3.3.1 usb_register_bus
usb_register_bus函数定义在drivers/usb/core/hcd.c中:
/** * usb_register_bus - registers the USB host controller with the usb core * @bus: pointer to the bus to register * Context: !in_interrupt() * * Assigns a bus number, and links the controller into usbcore data * structures so that it can be seen by scanning the bus list. * * Return: 0 if successful.
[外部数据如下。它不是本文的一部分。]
PR #4937, opened 2022-07-25
rate-limiting: add global L4 rate limiting capability

shashankram:
**Description**:
Adds the capability to enable global L4 rate limiting
for traffic to upstream services. The rate limiting
config is applied via the L4 network global rate
limit filter on the upstream listener.

Part of #2018

**Testing done**:
Tested rate limiting using an external rate limit service. 

**Affected area**:

3. Has documentation corresponding to this change been updated in the [osm-docs](https://github.com/openservicemesh/osm-docs) repo (if applicable)? https://github.com/openservicemesh/osm-docs/pull/425

### DIFF
--- a/pkg/catalog/inbound_traffic_policies.go
+++ b/pkg/catalog/inbound_traffic_policies.go
@@ -310,7 +310,7 @@ func (mc *MeshCatalog) getUpstreamServicesIncludeApex(upstreamServices []service
 	return allServices
 }
 
-// getRateLimitServiceClusters returns a list MeshClusterConfig objects corresponding to the global
+// getRateLimitServiceClusters returns a list of MeshClusterConfig objects corresponding to the global
 // rate limit service instance. It ensures only a single cluster config if the same rate limit service
 // is used for both TCP and HTTP rate limiting.
 func getRateLimitServiceClusters(upstreamTrafficSetting *policyv1alpha1.UpstreamTrafficSetting, clusterSet mapset.Set) []*trafficpolicy.MeshClusterConfig {
--- a/pkg/catalog/inbound_traffic_policies.go
+++ b/pkg/catalog/inbound_traffic_policies.go
@@ -46,6 +46,10 @@ func (mc *MeshCatalog) GetInboundMeshTrafficPolicy(upstreamIdentity identity.Ser
 		upstreamSvcSet.Add(svc)
 	}
 
+	// Used to avoid duplicate clusters that can arise when multiple
+	// upstream services reference the same global rate limit service
+	rlsClusterSet := mapset.NewSet()
+
 	// A policy (traffic match, route, cluster) must be built for each upstream service. This
 	// includes apex/root services associated with the given upstream service.
 	allUpstreamServices := mc.getUpstreamServicesIncludeApex(upstreamServices)
@@ -66,6 +70,7 @@ func (mc *MeshCatalog) GetInboundMeshTrafficPolicy(upstreamIdentity identity.Ser
 
 		upstreamTrafficSetting := mc.policyController.GetUpstreamTrafficSetting(
 			policy.UpstreamTrafficSettingGetOpt{MeshService: &upstreamSvc})
+		clusterConfigs = append(clusterConfigs, getRateLimitServiceClusters(upstreamTrafficSetting, rlsClusterSet)...)
 
 		// ---
 		// Create a TrafficMatch for this upstream servic.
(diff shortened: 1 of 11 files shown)


trstringer (approved):

pkg/trafficpolicy/types.go
```diff
@@ -154,7 +154,12 @@ type MeshClusterConfig struct {
 	EnableEnvoyActiveHealthChecks bool
 
 	// UpstreamTrafficSetting is the traffic setting for the upstream cluster
+	// +optional
 	UpstreamTrafficSetting *policyv1alpha1.UpstreamTrafficSetting
+
+	// Protocol to use for the cluster
```
steeling, line 160: can you add the set of possible options to the comment?

pkg/catalog/inbound_traffic_policies.go
```diff
@@ -304,3 +309,45 @@ func (mc *MeshCatalog) getUpstreamServicesIncludeApex(upstreamServices []service
 
 	return allServices
 }
+
+// getRateLimitServiceClusters returns a list MeshClusterConfig objects corresponding to the global
+// rate limit service instance. It ensures only a single cluster config if the same rate limit service
+// is used for both TCP and HTTP rate limiting.
+func getRateLimitServiceClusters(upstreamTrafficSetting *policyv1alpha1.UpstreamTrafficSetting, clusterSet mapset.Set) []*trafficpolicy.MeshClusterConfig {
+	if upstreamTrafficSetting == nil || upstreamTrafficSetting.Spec.RateLimit == nil || upstreamTrafficSetting.Spec.RateLimit.Global == nil {
+		return nil
```
steeling, line 318: just double checking, it's ok to have a nil cluster?

Tracing through the code looks like there's a few places we can return a nil cluster in `cds.NewResponse`

pkg/envoy/cds/cluster.go
```diff
@@ -314,13 +345,7 @@ func localClustersFromClusterConfigs(configs []*trafficpolicy.MeshClusterConfig)
 }
 
 func getDefaultHTTPProtocolOptions() *extensions_upstream_http.HttpProtocolOptions {
```
steeling, line 347: nit: can you replace calls to `getDefaultHTTPProtocolOptions`, with `getHTTPProtocolOptions("")` (for the purpose of readability)

steeling (commented):
partial review, will review the remainder tomorrow.

non-blocking nits on what i've reviewed so far

pkg/catalog/inbound_traffic_policies.go
```diff
@@ -66,6 +70,7 @@ func (mc *MeshCatalog) GetInboundMeshTrafficPolicy(upstreamIdentity identity.Ser
 
 		upstreamTrafficSetting := mc.policyController.GetUpstreamTrafficSetting(
 			policy.UpstreamTrafficSettingGetOpt{MeshService: &upstreamSvc})
+		clusterConfigs = append(clusterConfigs, getRateLimitServiceClusters(upstreamTrafficSetting, rlsClusterSet)...)
```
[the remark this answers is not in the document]
shashankram: That's implicitly happens in getRateLimitServiceClusters which already happens a comment pertaining to handling duplicates.

pkg/catalog/inbound_traffic_policies.go
shashankram: This returns a nil slice, not a nil cluster. So when we do `append(slice, nil_slice...)`, the result is we don't append anything to the original slice.

pkg/envoy/cds/cluster.go
shashankram: Sure, done.

pkg/trafficpolicy/types.go
shashankram: Done.

pkg/envoy/lds/inmesh.go
```diff
@@ -310,6 +330,59 @@ func buildTCPLocalRateLimitFilter(config *policyv1alpha1.TCPLocalRateLimitSpec,
...
+		descriptors = append(descriptors, &xds_common_ratelimit.RateLimitDescriptor{Entries: entries})
+	}
+	rateLimit.Descriptors = descriptors
+
+	if config.Timeout != nil {
+		rateLimit.Timeout = durationpb.New(config.Timeout.Duration)
+		rateLimit.RateLimitService.GrpcService.Timeout = durationpb.New(config.Timeout.Duration)
+	}
+
+	if config.FailOpen != nil {
```
steeling, line 369: nit: we could make this not a pointer, and use a default in the yaml definition for the CRD

pkg/envoy/lds/inmesh.go
```diff
@@ -88,6 +92,14 @@ func (lb *listenerBuilder) getInboundHTTPFilters(trafficMatch *trafficpolicy.Tra
 		}
 		filters = append(filters, rateLimitFilter)
 	}
+	// Apply the network level global rate limit filter if configured for the TrafficMatch
+	if trafficMatch.RateLimit != nil && trafficMatch.RateLimit.Global != nil && trafficMatch.RateLimit.Global.TCP != nil {
+		rateLimitFilter, err := buildTCPGlobalRateLimitFilter(trafficMatch.RateLimit.Global.TCP, trafficMatch.Name)
```
steeling, line 97: this is all in the func `getInboundHTTPFilters`, should this be using an HTTP Global rate limit? Or will you eventually be checking both TCP and HTTP Rate limit existance here?

If the latter, is it possible to specify both on a single traffic match?

pkg/envoy/lds/inmesh.go
shashankram: That's fine as well. I used this approach to be consistent with other optional fields for which we rely on Envoy defaults.

pkg/envoy/lds/inmesh.go
shashankram: Yes, the TCP rate limiting is applicable to HTTP traffic, so much like local TCP rate limiting filter, the global TCP rate limiting filter can be applied on the HTTP filter_chain as well. Think of it as performing connection level rate limiting at the TCP level, for HTTP traffic.

steeling (approved):

jaellio (approved):

keithmattix (approved):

A negative error code otherwise. */ static int usb_register_bus(struct usb_bus *bus) { int result = -E2BIG; int busnum; mutex_lock(&usb_bus_idr_lock); busnum = idr_alloc(&usb_bus_idr, bus, 1, USB_MAXBUS, GFP_KERNEL); if (busnum < 0) { pr_err("%s: failed to get bus number\n", usbcore_name); goto error_find_busnum; } bus->busnum = busnum; mutex_unlock(&usb_bus_idr_lock); usb_notify_add_bus(bus); dev_info (bus->controller, "new USB bus registered, assigned bus " "number %d\n", bus->busnum); return 0; error_find_busnum: mutex_unlock(&usb_bus_idr_lock); return result; }
该函数调用idr_alloc为usb_bus总线随机分配一个总线编号,然后发送USB_BUS_ADD事件。
void usb_notify_add_bus(struct usb_bus *ubus) { blocking_notifier_call_chain(&usb_notifier_list, USB_BUS_ADD, ubus); }
这个usb_notifier_list为drivers/usb/core/usb.c中usb子系统初始化过程中通过usb_devio_init注册的。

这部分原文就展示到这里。